### Task description
Among the entries, find the lines with the string "Expire" and report them.

##### Records shown #####

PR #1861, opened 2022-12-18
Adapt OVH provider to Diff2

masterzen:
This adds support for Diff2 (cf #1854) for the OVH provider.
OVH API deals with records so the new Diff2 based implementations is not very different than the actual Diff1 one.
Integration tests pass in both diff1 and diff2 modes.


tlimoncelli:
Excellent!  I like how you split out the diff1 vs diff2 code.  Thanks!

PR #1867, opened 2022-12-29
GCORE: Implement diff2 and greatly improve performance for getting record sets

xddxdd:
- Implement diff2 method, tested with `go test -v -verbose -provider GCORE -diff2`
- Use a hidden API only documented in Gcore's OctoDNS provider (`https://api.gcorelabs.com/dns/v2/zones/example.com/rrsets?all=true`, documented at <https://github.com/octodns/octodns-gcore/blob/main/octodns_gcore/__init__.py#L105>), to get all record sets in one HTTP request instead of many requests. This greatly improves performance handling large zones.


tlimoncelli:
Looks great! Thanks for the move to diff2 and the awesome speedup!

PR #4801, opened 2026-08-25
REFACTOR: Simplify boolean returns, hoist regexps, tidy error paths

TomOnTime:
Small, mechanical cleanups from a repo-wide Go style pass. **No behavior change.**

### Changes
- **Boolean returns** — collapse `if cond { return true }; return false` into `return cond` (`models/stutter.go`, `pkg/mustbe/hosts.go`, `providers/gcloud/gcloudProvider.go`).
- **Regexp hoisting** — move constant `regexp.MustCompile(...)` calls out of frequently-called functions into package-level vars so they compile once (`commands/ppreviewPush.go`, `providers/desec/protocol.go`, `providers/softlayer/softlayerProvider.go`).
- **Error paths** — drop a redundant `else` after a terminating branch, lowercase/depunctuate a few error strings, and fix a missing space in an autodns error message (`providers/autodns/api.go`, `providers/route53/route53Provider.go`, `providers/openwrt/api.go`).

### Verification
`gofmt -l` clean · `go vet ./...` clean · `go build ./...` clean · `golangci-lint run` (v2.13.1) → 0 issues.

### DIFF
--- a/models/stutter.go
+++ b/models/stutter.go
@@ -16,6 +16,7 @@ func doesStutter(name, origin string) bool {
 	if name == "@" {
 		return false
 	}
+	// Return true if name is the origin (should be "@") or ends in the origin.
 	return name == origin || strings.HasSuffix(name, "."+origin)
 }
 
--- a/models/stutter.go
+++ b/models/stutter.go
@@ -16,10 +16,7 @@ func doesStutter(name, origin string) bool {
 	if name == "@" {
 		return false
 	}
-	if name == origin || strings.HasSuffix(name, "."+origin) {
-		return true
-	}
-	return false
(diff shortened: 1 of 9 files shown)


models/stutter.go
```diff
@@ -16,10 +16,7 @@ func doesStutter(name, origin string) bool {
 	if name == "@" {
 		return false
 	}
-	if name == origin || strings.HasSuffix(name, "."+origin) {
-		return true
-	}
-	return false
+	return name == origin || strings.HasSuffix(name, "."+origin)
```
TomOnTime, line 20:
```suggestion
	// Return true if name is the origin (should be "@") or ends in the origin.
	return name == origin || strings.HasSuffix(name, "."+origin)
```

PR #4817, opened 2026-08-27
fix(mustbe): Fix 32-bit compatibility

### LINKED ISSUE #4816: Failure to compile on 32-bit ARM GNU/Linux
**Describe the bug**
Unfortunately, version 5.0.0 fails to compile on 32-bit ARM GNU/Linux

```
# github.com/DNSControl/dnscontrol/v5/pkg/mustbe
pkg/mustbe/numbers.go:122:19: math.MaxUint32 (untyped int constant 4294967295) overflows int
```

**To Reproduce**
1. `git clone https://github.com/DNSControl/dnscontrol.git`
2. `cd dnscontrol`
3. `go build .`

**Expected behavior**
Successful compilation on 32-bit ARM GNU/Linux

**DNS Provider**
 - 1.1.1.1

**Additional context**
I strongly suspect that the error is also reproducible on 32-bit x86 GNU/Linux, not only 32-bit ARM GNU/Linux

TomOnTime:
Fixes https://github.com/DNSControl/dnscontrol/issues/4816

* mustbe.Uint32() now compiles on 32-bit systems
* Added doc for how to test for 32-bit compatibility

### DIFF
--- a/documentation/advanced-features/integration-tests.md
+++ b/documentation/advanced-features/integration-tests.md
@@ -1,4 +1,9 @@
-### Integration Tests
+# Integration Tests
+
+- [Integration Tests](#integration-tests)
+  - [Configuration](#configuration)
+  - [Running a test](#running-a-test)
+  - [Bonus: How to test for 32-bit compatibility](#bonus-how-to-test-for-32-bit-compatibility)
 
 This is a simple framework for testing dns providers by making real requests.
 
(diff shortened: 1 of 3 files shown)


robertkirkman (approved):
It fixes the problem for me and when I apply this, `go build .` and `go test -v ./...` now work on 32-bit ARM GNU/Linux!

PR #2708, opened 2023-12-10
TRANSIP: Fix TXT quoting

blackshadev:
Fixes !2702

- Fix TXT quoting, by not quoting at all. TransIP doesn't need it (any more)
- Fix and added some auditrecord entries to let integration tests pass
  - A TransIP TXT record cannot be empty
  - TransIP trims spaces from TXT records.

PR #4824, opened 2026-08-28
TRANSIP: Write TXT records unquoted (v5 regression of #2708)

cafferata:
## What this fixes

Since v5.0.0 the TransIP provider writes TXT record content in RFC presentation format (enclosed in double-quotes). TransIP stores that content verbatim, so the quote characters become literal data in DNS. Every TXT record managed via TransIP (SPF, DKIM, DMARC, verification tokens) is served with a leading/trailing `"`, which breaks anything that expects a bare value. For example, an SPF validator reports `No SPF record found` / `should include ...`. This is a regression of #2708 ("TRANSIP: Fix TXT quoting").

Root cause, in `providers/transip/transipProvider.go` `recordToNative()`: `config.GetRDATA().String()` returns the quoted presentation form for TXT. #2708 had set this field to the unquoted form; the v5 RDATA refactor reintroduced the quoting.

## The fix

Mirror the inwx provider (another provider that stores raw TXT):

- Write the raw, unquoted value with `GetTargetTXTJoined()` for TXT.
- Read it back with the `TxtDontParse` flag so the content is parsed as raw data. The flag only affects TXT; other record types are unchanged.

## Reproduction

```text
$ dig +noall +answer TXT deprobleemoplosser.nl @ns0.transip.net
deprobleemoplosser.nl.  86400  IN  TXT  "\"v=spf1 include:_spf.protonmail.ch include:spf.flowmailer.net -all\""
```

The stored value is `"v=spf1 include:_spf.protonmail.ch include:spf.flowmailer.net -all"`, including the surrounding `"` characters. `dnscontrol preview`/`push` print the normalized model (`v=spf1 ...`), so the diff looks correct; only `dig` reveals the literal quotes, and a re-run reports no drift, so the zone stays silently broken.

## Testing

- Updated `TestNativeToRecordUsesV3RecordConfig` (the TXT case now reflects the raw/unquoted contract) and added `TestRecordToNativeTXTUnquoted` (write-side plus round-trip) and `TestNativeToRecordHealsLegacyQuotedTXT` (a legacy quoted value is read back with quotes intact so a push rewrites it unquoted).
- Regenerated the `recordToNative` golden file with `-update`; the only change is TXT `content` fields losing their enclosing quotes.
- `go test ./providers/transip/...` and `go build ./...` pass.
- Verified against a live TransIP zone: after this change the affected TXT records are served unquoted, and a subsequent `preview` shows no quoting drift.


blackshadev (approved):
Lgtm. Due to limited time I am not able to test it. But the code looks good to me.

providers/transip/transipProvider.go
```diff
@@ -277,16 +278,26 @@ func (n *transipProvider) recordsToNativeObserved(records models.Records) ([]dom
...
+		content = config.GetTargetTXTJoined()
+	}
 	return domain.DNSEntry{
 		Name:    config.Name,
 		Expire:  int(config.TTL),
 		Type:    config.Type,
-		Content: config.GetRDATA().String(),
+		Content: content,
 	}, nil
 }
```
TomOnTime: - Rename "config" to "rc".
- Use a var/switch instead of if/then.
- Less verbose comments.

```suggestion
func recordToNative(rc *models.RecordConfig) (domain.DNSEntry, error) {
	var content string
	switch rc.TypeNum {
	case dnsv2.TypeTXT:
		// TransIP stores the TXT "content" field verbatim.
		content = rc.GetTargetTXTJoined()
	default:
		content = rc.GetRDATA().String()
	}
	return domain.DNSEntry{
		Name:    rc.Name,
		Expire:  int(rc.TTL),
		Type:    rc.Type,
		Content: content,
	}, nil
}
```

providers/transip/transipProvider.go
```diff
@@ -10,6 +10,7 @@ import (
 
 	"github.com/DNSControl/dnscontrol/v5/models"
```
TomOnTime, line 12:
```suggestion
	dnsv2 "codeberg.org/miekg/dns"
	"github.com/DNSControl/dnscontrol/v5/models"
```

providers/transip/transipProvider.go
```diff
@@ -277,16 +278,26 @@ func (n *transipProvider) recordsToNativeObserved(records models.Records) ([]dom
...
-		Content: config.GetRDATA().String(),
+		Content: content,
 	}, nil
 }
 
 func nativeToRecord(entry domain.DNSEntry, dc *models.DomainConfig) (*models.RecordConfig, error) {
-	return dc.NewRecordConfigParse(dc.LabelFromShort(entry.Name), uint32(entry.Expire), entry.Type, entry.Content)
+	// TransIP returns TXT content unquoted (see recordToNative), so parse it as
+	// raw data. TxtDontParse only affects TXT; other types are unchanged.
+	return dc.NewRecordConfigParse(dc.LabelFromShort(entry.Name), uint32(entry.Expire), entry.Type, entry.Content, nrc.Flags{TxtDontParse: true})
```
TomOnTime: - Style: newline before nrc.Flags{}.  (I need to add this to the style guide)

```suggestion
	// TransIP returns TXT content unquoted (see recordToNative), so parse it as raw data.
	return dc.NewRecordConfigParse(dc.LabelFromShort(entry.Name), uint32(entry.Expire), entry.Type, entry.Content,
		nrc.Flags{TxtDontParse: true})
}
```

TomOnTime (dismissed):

#####

### Response to the exercise
 		Expire:  int(config.TTL),
		Expire:  int(rc.TTL),
-	return dc.NewRecordConfigParse(dc.LabelFromShort(entry.Name), uint32(entry.Expire), entry.Type, entry.Content)
+	return dc.NewRecordConfigParse(dc.LabelFromShort(entry.Name), uint32(entry.Expire), entry.Type, entry.Content, nrc.Flags{TxtDontParse: true})
	return dc.NewRecordConfigParse(dc.LabelFromShort(entry.Name), uint32(entry.Expire), entry.Type, entry.Content,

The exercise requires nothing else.